Besides the technology presented here, there exists another biological alternative to time and cost-intensive physical cell rupture. This is the excretion of recombinant proteins in the surrounding medium during the upstream process (Choi and Lee 2004; Sommer et al. 2010; Sommer et al. 2009). To do so, the target protein is fused with an N-terminal signal peptide enabling its transport to the periplasm. The coexpression of bacteriocin releases proteins, which degrade and permeabilize the outer membrane, and is reported to allow the diffusion of the target product from the periplasmic into the extracellular space (Sommer et al. 2009, 2010). However, this method requires soluble proteins which are transferable through the inner membrane: prerequisite for the release from the periplasmatic space, which is why the method is not applicable for the isolation of recombinant proteins produced as inclusion bodies. So far, inclusion body downstream processes demand cell rupture methods for the removal of soluble host cell proteins to isolate the target product in a highly concentrated and purified state (Fahnert et al. 2004).

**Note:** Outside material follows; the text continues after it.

PR #12638, opened 2019-08-19
Make spacemacs theme handling support ewal themes (second try)

smile13241324:
Ewal themes customise spacemacs-theme-custom-colors which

This contribution showed that protein E-mediated lysis is an efficient means for the in-process rupture of cells to obtain recombinant protein from inclusion body purified from most host cell proteins. Using this technology, the downstream process can be facilitated by omitting high-pressure homogenization and adjacent steps, for example, clean in place (CIP) and steam in place (SIP) of the homogenizer. However, a significant quality loss in inclusion body purity (10%), due to retaining periplasmic proteins, as well as lower product titer, due to physiological constraints (specific growth rate >0.09 h−1, arabinose concentration in the feed <50%), is to be considered. An improvement of the solubilization procedure of the inclusion body in the empty cell envelope may increase product purity by omitting to open the periplasmic space. Thereby, the decrease of inclusion body purity by periplasmatic protein extraction could be omitted. An option could be the usage of milder detergents for solubilization. Applying non-denaturating detergents for solubilization enables gaining active protein from inclusion bodies without further renaturation steps (Peternel et al. 2008).

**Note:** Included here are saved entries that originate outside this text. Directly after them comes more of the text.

PR #12649, opened 2019-08-22
Update Japanese layer: fix README.org

kenjimyzk:
Because some packages used in Japanese layer are updated,  I mainly fix README.org.


smile13241324:
I have cherry-picked your PR into develop and squashed the commits myself.
Thank you for contributing you can safely remove your branch.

Nevertheless, the application of the presented technology for recombinant protein production in inclusion body processes has the potential of saving resources in downstream processing of pharmaceutical plants. Whether the costs could be decreased using this method must be evaluated case by case.

Additionally, this method offers the possibility to utilize Bacterial Ghosts including an inclusion body containing active proteins as a desirable product. In contrast to the widespread opinion that inclusion body proteins need to be solubilized to catalyze reactions, it was shown that enzymes in inclusion bodies show native-like structures and enzymatic activity (García-Fruitós et al. 2005, 2007; Tokatlidis et al. 1991). Hence, empty cell envelopes containing functional inclusion bodies may be used to catalyze enzymatic reactions utilizing a protein in its cytoplasmatic space as active enzyme. This application enables the possibility to produce high amounts of enzymes without subsequent cell disruption and solubilization of aggregated recombinant proteins. A similar application was shown by Sührer et al. (2015) using native proteins immobilized by membrane anchors.

Summing up, the investigation presented here describes a tunable expression system capable of controlling the fitness of the cells based on tuning the recombinant protein production. The possibility of conducting E-lysis as a form of cell rupture is additionally presented: a method which could be able to spare one step in the downstream process. The information in this contribution includes E-lysis kinetics, physiological constraints, product titer, and product purity. The study provides all information necessary for the science-based design of inclusion body processes, using the phage ΦX174-derived lysis protein E in combination with the pBAD mixed feed platform.